## About this task
One line at a time, check the entries below for the word "selftests", and copy each line that has it.

## Exercise inputs
________

Issue #18, opened 2018-07-24
Remove swapcontext use


fweimer:
I have doubts that this actually succeeds in wiping processor state. The downside is that it confusing valgrind a lot, and there are also compatibility issues with Intel CET.

zackw:
i'm working on this, for those very reasons.  I plan to replace it with a generalization of bcrypt's self-test.  However, I am not likely to get to it in the next few months.

PR #21, opened 2018-07-25
Remove use of makecontext/swapcontext

fweimer:
Fixes issue #18.

### DIFF
--- a/configure.ac
+++ b/configure.ac
@@ -72,7 +72,7 @@ AM_CONDITIONAL([HAVE_CPP_dD], [test $ac_cv_prog_cc_dD = yes])
 
 # Checks for header files.
 AC_CHECK_HEADERS_ONCE(
-  [fcntl.h stdbool.h sys/cdefs.h sys/random.h sys/syscall.h ucontext.h])
+  [fcntl.h stdbool.h sys/cdefs.h sys/random.h sys/syscall.h])
 
 # stdint.h and inttypes.h were checked for by AC_INCLUDES_DEFAULT,
 # invoked implicitly by the above.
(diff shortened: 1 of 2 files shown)


fweimer:
@besser82, what is needed to move this forward? Thanks.

(The alleged test coverage reduction is entirely spurious because we removed code which had full coverage.)

zackw:
Yeah, I dunno about codecov's percentage-change metric for patches.

I'm OK with removing the use of swapcontext, but I'm nervous about doing so without replacing it with anything.  In #18 I mentioned the possibility of implementing bcrypt-like selftests for all hashes as a substitute.  Is that a thing you would be willing to tackle, Florian?  I am not going to have time for it for a couple months.

fweimer:
@zackw I'm not sure that these selftests actually clobber all data if the hash is parameterized (because different code could run).

The guidance I have received is that password hashing is no longer supposed to cross a trust boundary, so this obfuscation shouldn't be required by extension. The current libxcrypt APIs are also not a good approach to avoid information leakage (because ideally, application code would *never* copy around passwords in cleartext, but that would need special read functions, and gets really complicated for very little benefit very quickly).

besser82:
A configure option would be nice.  So context swapping can be optionally disabled until we have a different solution…

zackw:
I thought about this some more and I've decided to withdraw my objections.  The security benefits of swapcontext are questionable, there are concrete problems caused by using it, and without it we're no worse off than any other existing implementation of crypt().  We can think about self-tests or other means of data sanitization later.  I will deal with the conflicts and merge the PR.

Issue #4, opened 2018-05-19
Feature request: configurable policy for hash functions and cost parameters


zackw:
On Linux, glibc's libcrypt forbids the use of MD5 and DES password hashes if `/proc/sys/crypto/fips_enabled` exists and contains a positive integer.  As I understand it, this was a kludge for a specific security certification that is no longer considered valuable, but it suggests a more general and useful feature: a configuration file (perhaps `/etc/security/pwhash.conf`) allowing the system administrator to forbid the use of some hash functions, and also to configure the options for hashes that have them.

A possible file format:

```
# As usual, comments begin with `#` and extend to the end of the line.
# Blank lines are ignored.
# New passwords are to be hashed in bcrypt-2b format with the default cost parameter
bcrypt-2b: yes

# SHA-2-512 is also acceptable.  Use 4096 rounds.
sha512: yes rounds=4096

# SHA-256 and older variants of bcrypt are acceptable but should be updated to a
# modern hash the next time the user logs in.
bcrypt-2a: old
bcrypt-2x: old
bcrypt-2y: old
sha256: old

# MD5 and DES hashes are no longer acceptable even for old accounts.
md5: no
des: no
bsdi: no
bigcrypt: no
```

________

## Task output
I'm OK with removing the use of swapcontext, but I'm nervous about doing so without replacing it with anything.  In #18 I mentioned the possibility of implementing bcrypt-like selftests for all hashes as a substitute.  Is that a thing you would be willing to tackle, Florian?  I am not going to have time for it for a couple months.
@zackw I'm not sure that these selftests actually clobber all data if the hash is parameterized (because different code could run).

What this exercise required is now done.